The European Securities and Markets Authority (Esma) has proposed a move to a T+1 settlement cycle for EU capital markets, with the transition targeted for the fourth quarter of 2027. In a report on Monday 18 November 2024, the market regulator provided a comprehensive assessment of shortening the settlement cycle, which could significantly enhance post-trade efficiency and market integration.
The proposed shift to T+1, meaning that securities transactions would be settled one day after the trade, compared with the current two days, is expected to promote the overall resilience and efficiency of the European Union’s financial infrastructure. According to Esma, this change aligns with the EU’s broader objectives of fostering market integration and supporting the Savings and Investment Union. The regulator believes the move would reduce settlement risks, improve liquidity and streamline operations for investors and financial institutions alike.
T+1 refers to the settlement, or completion, of trading in financial instruments being completed on the transaction date plus one day at most.
Timeline
Esma has advised that the transition to T+1 should occur simultaneously across all relevant financial instruments, with the optimal date for implementation set for 11 October 2027. This recommendation takes into account the challenges posed by launching such a significant project during the months of November and December, as well as the logistical difficulties associated with the first Monday of October, just after the end of the financial quarter.
The authority also emphasised the importance of a coordinated approach with other jurisdictions across Europe to ensure a smooth and efficient transition. A joint effort with the United Kingdom and Switzerland was particularly noted as essential to achieving harmonisation across key markets.
Benefits
Esma’s report assessed the potential costs and benefits of transitioning to T+1. While the move would entail some challenges, particularly in terms of regulatory amendments, the overall benefits were deemed substantial. These benefits include significant risk reductions, margin savings and the elimination of discrepancies with other major global markets that have already adopted or are planning to adopt shorter settlement cycles, such as the US.

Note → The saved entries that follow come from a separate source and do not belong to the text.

PR #40, opened 2022-09-07
minor cleanup and refactoring for consistency and simplicity

joelanford:
Somewhat scatter-brained refactor/fixup PR for random things I found. I'll clean this up more if desired.

Signed-off-by: Joe Lanford <joe.lanford@gmail.com>

### DIFF
--- a/controllers/aggregated_clusteroperator_controller.go
+++ b/controllers/aggregated_clusteroperator_controller.go
@@ -20,6 +20,8 @@ import (
 	"context"
 
 	configv1 "github.com/openshift/api/config/v1"
+	rukpakv1alpha1 "github.com/operator-framework/rukpak/api/v1alpha1"
+	metav1 "k8s.io/apimachinery/pkg/apis/meta/v1"
 	ctrl "sigs.k8s.io/controller-runtime"
 	"sigs.k8s.io/controller-runtime/pkg/builder"
 	"sigs.k8s.io/controller-runtime/pkg/client"
@@ -62,19 +64,26 @@ func (r *AggregatedClusterOperatorReconciler) Reconcile(ctx context.Context, req
 	}
 	defer func() {
 		if err := coWriter.UpdateStatus(ctx, aggregatedCO, coBuilder.GetStatus()); err != nil {
-			log.Error(err, "error updating CO status")
+			log.Error(err, "error updating cluster operator status")
 		}
 	}()
 
 	// Set the default CO status conditions: Progressing=True, Degraded=False, Available=False
-	coBuilder.WithProgressing(configv1.ConditionTrue, "")
-	coBuilder.WithDegraded(configv1.ConditionFalse)
-	coBuilder.WithAvailable(configv1.ConditionFalse, "", "")
+	// TODO: always set a reason (message is optional, but desirable)
+	coBuilder.WithProgressing(metav1.ConditionTrue, "", "")
+	coBuilder.WithDegraded(metav1.ConditionFalse, "", "")
+	coBuilder.WithAvailable(metav1.ConditionFalse, "", "")
 	coBuilder.WithVersion("operator", r.ReleaseVersion)
-	coBuilder.WithRelatedObject("", "namespaces", "", r.SystemNamespace)
-	coBuilder.WithRelatedObject("platform.openshift.io", "platformoperators", "", "")
-	coBuilder.WithRelatedObject("core.rukpak.io", "bundles", "", "")
-	coBuilder.WithRelatedObject("core.rukpak.io", "bundledeployments", "", "")
+	coBuilder.WithRelatedObject(configv1.ObjectReference{Group: "", Resource: "namespaces", Name: r.SystemNamespace})
+
+	// NOTE: Group and resource can be referenced without name/namespace set, which is a signal
+	// that _ALL_ objects of that group/resource are related objects. This is useful for
+	// must-gather automation.
+	coBuilder.WithRelatedObject(configv1.ObjectReference{Group: platformv1alpha1.GroupName, Resource: "platformoperators"})
+
+	// TODO: move platform operator ownership of rukpak objects out prior to rukpak or PO GA.
+	coBuilder.WithRelatedObject(configv1.ObjectReference{Group: rukpakv1alpha1.GroupVersion.Group, Resource: "bundles"})
+	coBuilder.WithRelatedObject(configv1.ObjectReference{Group: rukpakv1alpha1.GroupVersion.Group, Resource: "bundledeployments"})
 
 	poList := &platformv1alpha1.PlatformOperatorList{}
 	if err := r.List(ctx, poList); err != nil {
@@ -82,8 +91,12 @@ func (r *AggregatedClusterOperatorReconciler) Reconcile(ctx context.Context, req
 	}
 	if len(poList.Items) == 0 {
 		// No POs on cluster, everything is fine
-		coBuilder.WithAvailable(configv1.ConditionTrue, "No POs are present in the cluster", "NoPOsFound")
-		coBuilder.WithProgressing(configv1.ConditionFalse, "No POs are present in the cluster")
+		// TODO: cleanup condition reasons.
+		//   1. use constants for condition reasons.
+		//   2. discuss/agree on reason values.
+		//   3. don't use abbreviations.
+		coBuilder.WithAvailable(metav1.ConditionTrue, "NoPOsFound", "No POs are present in the cluster")
+		coBuilder.WithProgressing(metav1.ConditionFalse, "", "No POs are present in the cluster")
 		return ctrl.Result{}, nil
 	}
 
@@ -91,11 +104,11 @@ func (r *AggregatedClusterOperatorReconciler) Reconcile(ctx context.Context, req
 	// any failing status states, and update the aggregate CO resource
 	// to reflect those failing PO resources.
 	if statusErrorCheck := util.InspectPlatformOperators(poList); statusErrorCheck != nil {
-		coBuilder.WithAvailable(configv1.ConditionFalse, statusErrorCheck.Error(), "POError")
+		coBuilder.WithAvailable(metav1.ConditionFalse, "POError", statusErrorCheck.Error())
 		return ctrl.Result{}, nil
 	}
-	coBuilder.WithAvailable(configv1.ConditionTrue, "All POs in a successful state", "POsHealthy")
-	coBuilder.WithProgressing(configv1.ConditionFalse, "All POs in a successful state")
+	coBuilder.WithAvailable(metav1.ConditionTrue, "POsHealthy", "All POs in a successful state")
+	coBuilder.WithProgressing(metav1.ConditionFalse, "", "All POs in a successful state")
 
 	return ctrl.Result{}, nil
 }
--- a/controllers/aggregated_clusteroperator_controller.go
+++ b/controllers/aggregated_clusteroperator_controller.go
@@ -74,16 +74,9 @@ func (r *AggregatedClusterOperatorReconciler) Reconcile(ctx context.Context, req
 	coBuilder.WithDegraded(metav1.ConditionFalse, "", "")
 	coBuilder.WithAvailable(metav1.ConditionFalse, "", "")
 	coBuilder.WithVersion("operator", r.ReleaseVersion)
-	coBuilder.WithRelatedObject(configv1.ObjectReference{Group: "", Resource: "namespaces", Name: r.SystemNamespace})
 
-	// NOTE: Group and resource can be referenced without name/namespace set, which is a signal
-	// that _ALL_ objects of that group/resource are related objects. This is useful for
-	// must-gather automation.
-	coBuilder.WithRelatedObject(configv1.ObjectReference{Group: platformv1alpha1.GroupName, Resource: "platformoperators"})
-
-	// TODO: move platform operator ownership of rukpak objects out prior to rukpak or PO GA.
-	coBuilder.WithRelatedObject(configv1.ObjectReference{Group: rukpakv1alpha1.GroupVersion.Group, Resource: "bundles"})
-	coBuilder.WithRelatedObject(configv1.ObjectReference{Group: rukpakv1alpha1.GroupVersion.Group, Resource: "bundledeployments"})
+	// Set the static set of related objects
+	setStaticRelatedObjects(coBuilder, r.SystemNamespace)
 
 	poList := &platformv1alpha1.PlatformOperatorList{}
 	if err := r.List(ctx, poList); err != nil {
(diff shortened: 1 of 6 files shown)


timflannagan:
Looks reasonable to me at a glance. This will fail the linting check due to the package import grouping, and I added some unit tests for when the TypeApplied condition is nil, so you'd have to update those as well.

internal/util/util.go
```diff
@@ -77,27 +78,27 @@ func RequeueClusterOperator(c client.Client, name string) handler.MapFunc {
...
-	return nil
+	return utilerror.NewAggregate(poErrors)
 }
 
 // inspectPlatformOperator is responsible for inspecting an individual platform
 // operator resource, and determining whether it's reporting any failing conditions.
 // In the case that the PO resource is expressing failing states, then an error
 // will be returned to reflect that.
 func inspectPlatformOperator(po platformv1alpha1.PlatformOperator) error {
+	if equality.Semantic.DeepEqual(po.Status, platformv1alpha1.PlatformOperatorStatus{}) {
```
kuiwang02, line 99: @joelanford Hi, when `equality.Semantic.DeepEqual(po.Status, platformv1alpha1.PlatformOperatorStatus{})` return True, does it mean the PO status part is empty? 
if it is correct understanding, I can not understand why `return nil` here because I think`return nil` means PO is in healthy status in method `InspectPlatformOperators `, and not report error to aggregated CO. But we do not the PO final status yet (maybe finally the PO is not installed successfully). So, here maybe `return buildPOFailureMessage(po.GetName(), "PO has no status field")`

(I just worry about that before PO installation is done (no final status yet), we report wrong information to aggregated CO. Thanks to check my concern)

joelanford: > does it mean the PO status part is empty?

Yes

> I can not understand why return nil here 

@timflannagan and I were chatting about this yesterday. In general, a PO with no status is a PO that has yet to be reconciled by the PO controller and that typically happens only as the PO is _just_ created. When the PO controller reconciles this PO, it'll attach a status and then this controller will reconcile again.

One thought I had to guard against the possibility of the PO controller never actually reconciling the PO: We could check `status is empty` and `creationTimestamp is within the last 1 minute`.

Which would result in:
1. Empty status within a minute of being created: no problem, return `nil`
2. Empty status after a minute of being create: something's wrong, return an error.

WDYT?

controllers/aggregated_clusteroperator_controller.go
```diff
@@ -62,34 +63,40 @@ func (a *AggregatedClusterOperatorReconciler) Reconcile(ctx context.Context, req
...
 	if err := a.List(ctx, poList); err != nil {
 		return ctrl.Result{}, err
 	}
 	if len(poList.Items) == 0 {
 		// No POs on cluster, everything is fine
-		coBuilder.WithAvailable(openshiftconfigv1.ConditionTrue, "No POs are present in the cluster", "NoPOsFound")
-		coBuilder.WithProgressing(openshiftconfigv1.ConditionTrue, "No POs are present in the cluster")
+
+		// TODO: cleanup condition reasons.
+		//   1. use constants for condition reasons.
```
tylerslaton, line 84: We have some condition constants already defined but it doesn't seem like we are using them here for some reason. Maybe we just need to add onto that list?

https://github.com/openshift/platform-operators/blob/03149b26e54fa0737b37a9e183bb75fbf73ea94a/api/v1alpha1/types.go#L22-L25

controllers/aggregated_clusteroperator_controller.go
```diff
@@ -62,34 +63,40 @@ func (a *AggregatedClusterOperatorReconciler) Reconcile(ctx context.Context, req
...
+		coBuilder.WithProgressing(metav1.ConditionTrue, "", "No POs are present in the cluster")
 		return ctrl.Result{}, nil
 	}
 
 	// check whether any of the underlying PO resources are reporting
 	// any failing status states, and update the aggregate CO resource
 	// to reflect those failing PO resources.
 	if statusErrorCheck := util.InspectPlatformOperators(poList); statusErrorCheck != nil {
-		coBuilder.WithAvailable(openshiftconfigv1.ConditionFalse, statusErrorCheck.Error(), "POError")
+		coBuilder.WithAvailable(metav1.ConditionFalse, "POError", statusErrorCheck.Error())
```
tylerslaton, line 96: In general should we be using the `apimachinery` api's for this instead of the `OpenShift` ones? Mainly asking to see how you decided to change this.

tylerslaton (approved):
Nice work!

/lgtm

internal/util/util.go
timflannagan: @joelanford Should we add a comment that basically explains what you had written down here? I should've done that in the PR that refactored these checks.

In general, I think that option you outlined seems reasonable at a glance but introduces potential complexity.

internal/util/util.go
```diff
@@ -77,27 +78,27 @@ func RequeueClusterOperator(c client.Client, name string) handler.MapFunc {
...
 		if err := inspectPlatformOperator(po); err != nil {
-			failingPOs = append(failingPOs, err)
+			poErrors = append(poErrors, err)
 		}
 	}
-	if len(failingPOs) > 0 {
-		return utilerror.NewAggregate(failingPOs)
-	}
-	return nil
+	return utilerror.NewAggregate(poErrors)
```
timflannagan, line 91: :+1: Whoops. This was a bit obvious in hindsight :sweat_smile:.

timflannagan:
lgtm

internal/util/util.go
timflannagan: Thinking about this more, in the current implementation I think we'll see flapping in the aggregate ClusterOperator resource we're managing. I'm working on the POM component's implementation, which is responsible for bubbling up the underlying BundleDeployment status. In the case where the BD resource is waiting to be unpacked, we'll effectively see there's no TypeApplied status condition type present yet, and propagate the ApplyPending status condition reason in the PO resource. The aggregate CO controller would see that, and mark the aggregate CO resource with the following:

```bash
$ k get co -w
...
platform-operators-aggregated                        False       True          False      0s      encountered the failing cincinnati-operatorrwxr4 platform operator with reason "ApplyPending"
...
platform-operators-aggregated                        False       True          False      0s      encountered the failing cincinnati-operatorrwxr4 platform operator with reason "ApplyPending"
platform-operators-aggregated                        True        True          False      0s      
```

Which feels like the wrong behavior, UX, etc.

controllers/aggregated_clusteroperator_controller.go
joelanford: Those are reasons for the PO `Applied` condition type. These are reasons for the ClusterOperator condition types.

controllers/aggregated_clusteroperator_controller.go
joelanford: They're both definitions of basically the exact same thing. I changed this mainly because apimachinery has some nice helpers for interacting with conditions that helps us avoid maintaining complexity around the "rules" of conditions, like knowing when to bump last transition time.

internal/util/util.go
kuiwang02: @joelanford Thanks to check my comment.

Your idea is ok, but potential complexity (same to timflannagan).
maybe we just change `return nil` to `return buildPOFailureMessage(po.GetName(), platformtypes.ReasonApplyPending)` because we possible treat `no reconciled yet` as `ApplyPending`.

anyway I am also OK if you want to take your idea on 1minute.

joelanford: My main concern is that it seems misleading and alarmist to say a PO is failing when in fact it has just been created and is waiting for the PO controller to do something with it.

In the most recent commit, I've updated to include the "time since creationTimestamp" check. But if there's another approach that lets us avoid that complexity AND avoid saying the PO is failing, I'm totally willing to get rid of that.

internal/util/util.go
```diff
@@ -71,27 +73,28 @@ func RequeueClusterOperator(c client.Client, name string) handler.MapFunc {
...
 }
 
 // inspectPlatformOperator is responsible for inspecting an individual platform
 // operator resource, and determining whether it's reporting any failing conditions.
 // In the case that the PO resource is expressing failing states, then an error
 // will be returned to reflect that.
 func inspectPlatformOperator(po platformv1alpha1.PlatformOperator) error {
+	if equality.Semantic.DeepEqual(po.Status, platformv1alpha1.PlatformOperatorStatus{}) &&
+		(po.CreationTimestamp.IsZero() || time.Since(po.CreationTimestamp.Time) < time.Minute) {
```
joelanford, line 95: Just want to highlight that my rebase included this addition based on the earlier discussion here: https://github.com/openshift/platform-operators/pull/40#discussion_r964424982

timflannagan:
The e2e results are a no-op until #58 merges.

timflannagan:
Now that the payload PR has merged, does it make sense to track this as a bug somewhere? I'm not sure we have a decent Jira home right now, so maybe an upstream issue could be sufficient here.

timflannagan:
/retitle OLM-2776 minor cleanup and refactoring for consistency and simplicity

timflannagan:
/retitle OCPBUGS-1477 minor cleanup and refactoring for consistency and simplicity

joelanford:
/hold

I need to think through this CVO doc line item before this merges:

> An operator should not report the Available status condition the first time until they are completely rolled out (or within some reasonable percentage if the component must be installed to all nodes)

If we consider just-created, but not-yet-reconciled POs to be Available, we'll signal to CVO that the POs have been "completely rolled out" prior to the rollout even starting. It seems like we may need some logic that:
1. During a cluster install scenario, ensures all POs have BDs that have progressed to `InstallationSucceeded` before setting A=T
2. After initial cluster install, any newly created POs should trigger `Progressing=true` until that newly created PO's BD has attempted an install.

joelanford:
I reverted the changes to the way the Available condition is calculated. For now, that means we'll keep the existing logic which means that a PO that is missing the `Installed` condition will be considered Available=False.

joelanford:
I also disassociated this PR from OCPBUGS-1477 since it no longer addresses that bug. And I actually don't think that's a bug in the first place. So I think I'd suggest that we capture any takeaways and close it as "not a bug"

controllers/aggregated_clusteroperator_controller.go
```diff
@@ -62,40 +64,51 @@ func (r *AggregatedClusterOperatorReconciler) Reconcile(ctx context.Context, req
...
 	// any failing status states, and update the aggregate CO resource
 	// to reflect those failing PO resources.
 	if statusErrorCheck := util.InspectPlatformOperators(poList); statusErrorCheck != nil {
-		coBuilder.WithAvailable(configv1.ConditionFalse, statusErrorCheck.Error(), "POError")
+		coBuilder.WithAvailable(metav1.ConditionFalse, "POError", statusErrorCheck.Error())
 		return ctrl.Result{}, nil
 	}
-	coBuilder.WithAvailable(configv1.ConditionTrue, "All POs in a successful state", "POsHealthy")
-	coBuilder.WithProgressing(configv1.ConditionFalse, "All POs in a successful state")
+	coBuilder.WithAvailable(metav1.ConditionTrue, "POsHealthy", "All POs in a successful state")
```
timflannagan, line 110: I've seen a bunch of other core ClusterOperator resources set the "AsExpected" reason during success states.

controllers/aggregated_clusteroperator_controller.go
```diff
@@ -62,40 +64,51 @@ func (r *AggregatedClusterOperatorReconciler) Reconcile(ctx context.Context, req
...
+	coBuilder.WithRelatedObject(configv1.ObjectReference{Group: "", Resource: "namespaces", Name: r.SystemNamespace})
+
+	// NOTE: Group and resource can be referenced without name/namespace set, which is a signal
+	// that _ALL_ objects of that group/resource are related objects. This is useful for
+	// must-gather automation.
+	coBuilder.WithRelatedObject(configv1.ObjectReference{Group: platformv1alpha1.GroupName, Resource: "platformoperators"})
+
+	// TODO: move platform operator ownership of rukpak objects out prior to rukpak or PO GA.
+	coBuilder.WithRelatedObject(configv1.ObjectReference{Group: rukpakv1alpha1.GroupVersion.Group, Resource: "bundles"})
+	coBuilder.WithRelatedObject(configv1.ObjectReference{Group: rukpakv1alpha1.GroupVersion.Group, Resource: "bundledeployments"})
```
timflannagan, line 86: We could also move this logic to a method/function that adds these related objects to the builder instance.

timflannagan:
The refactoring generally lgtm. It would be nice to add constants for the common set of reasons that we expect to use here.

joelanford:
Latest commit covers your latest round of feedback @timflannagan.

joelanford:
> Another potential TODO is updating the aggregate CO implementation to re-create that resource when it no longer exists.

Based on what Trevor said yesterday, I kinda think we leave it up to CVO to recreate the CO.

controllers/aggregated_clusteroperator_controller.go
```diff
@@ -62,40 +64,43 @@ func (r *AggregatedClusterOperatorReconciler) Reconcile(ctx context.Context, req
 	}
 	defer func() {
 		if err := coWriter.UpdateStatus(ctx, aggregatedCO, coBuilder.GetStatus()); err != nil {
-			log.Error(err, "error updating CO status")
+			log.Error(err, "error updating cluster operator status")
```
tylerslaton, line 67: nit:
```suggestion
			log.Error(err, "error updating ClusterOperator status")
```

All other instances apply if we want to change this.

controllers/aggregated_clusteroperator_controller.go
```diff
@@ -62,40 +64,43 @@ func (r *AggregatedClusterOperatorReconciler) Reconcile(ctx context.Context, req
...
+		coBuilder.WithProgressing(metav1.ConditionFalse, clusteroperator.ReasonAsExpected, "No platform operators are present in the cluster")
 		return ctrl.Result{}, nil
 	}
 
 	// check whether any of the underlying PO resources are reporting
 	// any failing status states, and update the aggregate CO resource
 	// to reflect those failing PO resources.
+
+	// TODO: consider something more fine-grained than a catch-all "PlatformOperatorError" reason.
+	//   There's a non-negligible difference between "PO is explicitly failing installation" and "PO is not yet installed"
```
tylerslaton, line 97: Maybe we could define these two conditions as reasons and then bubble them up via `util.InspectPlatformOperators()` return? That way we can set that reason inside this `WithAvailable()` call and 
have a less generic "PlatformOperatorError" reason.

timflannagan:
Looks like some of the e2e tests need to be updated too.

/lgtm cancel

timflannagan:
```
{Timed out after 60.001s.
Expected
    <string>: All platform operators are in a successful state
to contain substring
    <string>: All platform operators in a successful state failed /go/src/github.com/openshift/platform-operators/test/e2e/aggregated_clusteroperator_test.go:111
```

Looks like we're missing a couple more test cases :upside_down_face:.

joelanford:
🤮 this is what I get for trying to fix these without actually looking too closely at the failures.

joelanford:
Meta-question: Is there a process I'm not aware of to merge non-bug/non-feature PRs? The label requirements seem to imply one or the other.

timflannagan:
We're doing the TE slides so manually adding the px-approved label after a slack conversation in the #tmp-platform-operators channel.

/label px-approved

Holding, as I think we need QE approval give we're modifying the expected status condition reason/messages/etc. and it's unclear whether that will break any automated testing.

/hold

timflannagan:
This should also be a no-op for docs. Manually adding that label.

/label docs-approved

timflannagan:
Superseding this in #75 given the merge conflicts.

/close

However, the transition to T+1 would require important changes to existing regulatory frameworks. In particular, the Central Securities Depositories Regulation (CSDR) and the settlement discipline framework would need to be amended to provide legal clarity and ensure the proper functioning of post-trading processes. This, according to Esma, is crucial for the success of the transition.
Furthermore, the report highlighted that the implementation of T+1 would require substantial investment in harmonisation, standardisation and modernisation efforts by all market participants. These measures are intended to enhance settlement efficiency and address the complexities of the EU’s capital markets.
Governance
Given the complexity of the EU’s trading and post-trading environment, Esma has stressed the need for specific governance structures to oversee the transition. In collaboration with the European Commission and the European Central Bank, Esma will continue its regulatory work on revising rules related to settlement efficiency and governance, as well as addressing any challenges related to the T+1 implementation process.
Industry reactions
The proposal has garnered support from major players in the financial infrastructure sector. Sam Riley, CEO of Clearstream Securities Services, expressed strong backing for Esma’s proposal. He told Paperjam on Monday, “We welcome the coordinated approach between the EU, the United Kingdom and Switzerland, as well as the call to amend article 5 of CSDR to provide legal clarity for all member states. This initiative will significantly enhance the strongly needed harmonisation in European capital markets, especially in the post-trade sector.”
A spokesperson from Euroclear, a leading financial market infrastructure, also welcomed the proposal, noting, “As a Financial Market Infrastructure, we support global settlement efficiencies.” However, acknowledging that the challenges for European markets are greater than those in the US, they added, “Euroclear is preparing for this move and has consistently advocated for a measured, nuanced approach that takes into consideration the perspectives of central securities depositories to ensure the shift benefits the entire financial ecosystem. Transitioning to T+1 poses greater challenges for a multi-market Europe than it did for North America and requires a collective, coordinated effort, underpinned by global alignment. We welcome Esma’s determination to set a date in autumn 2027 and are optimistic about achieving alignment between jurisdictions across Europe. The key timelines and progress in determining an effective governance structure in the EU will help realise the benefits of reducing the settlement cycle, such as lowering counterparty and operational risk.”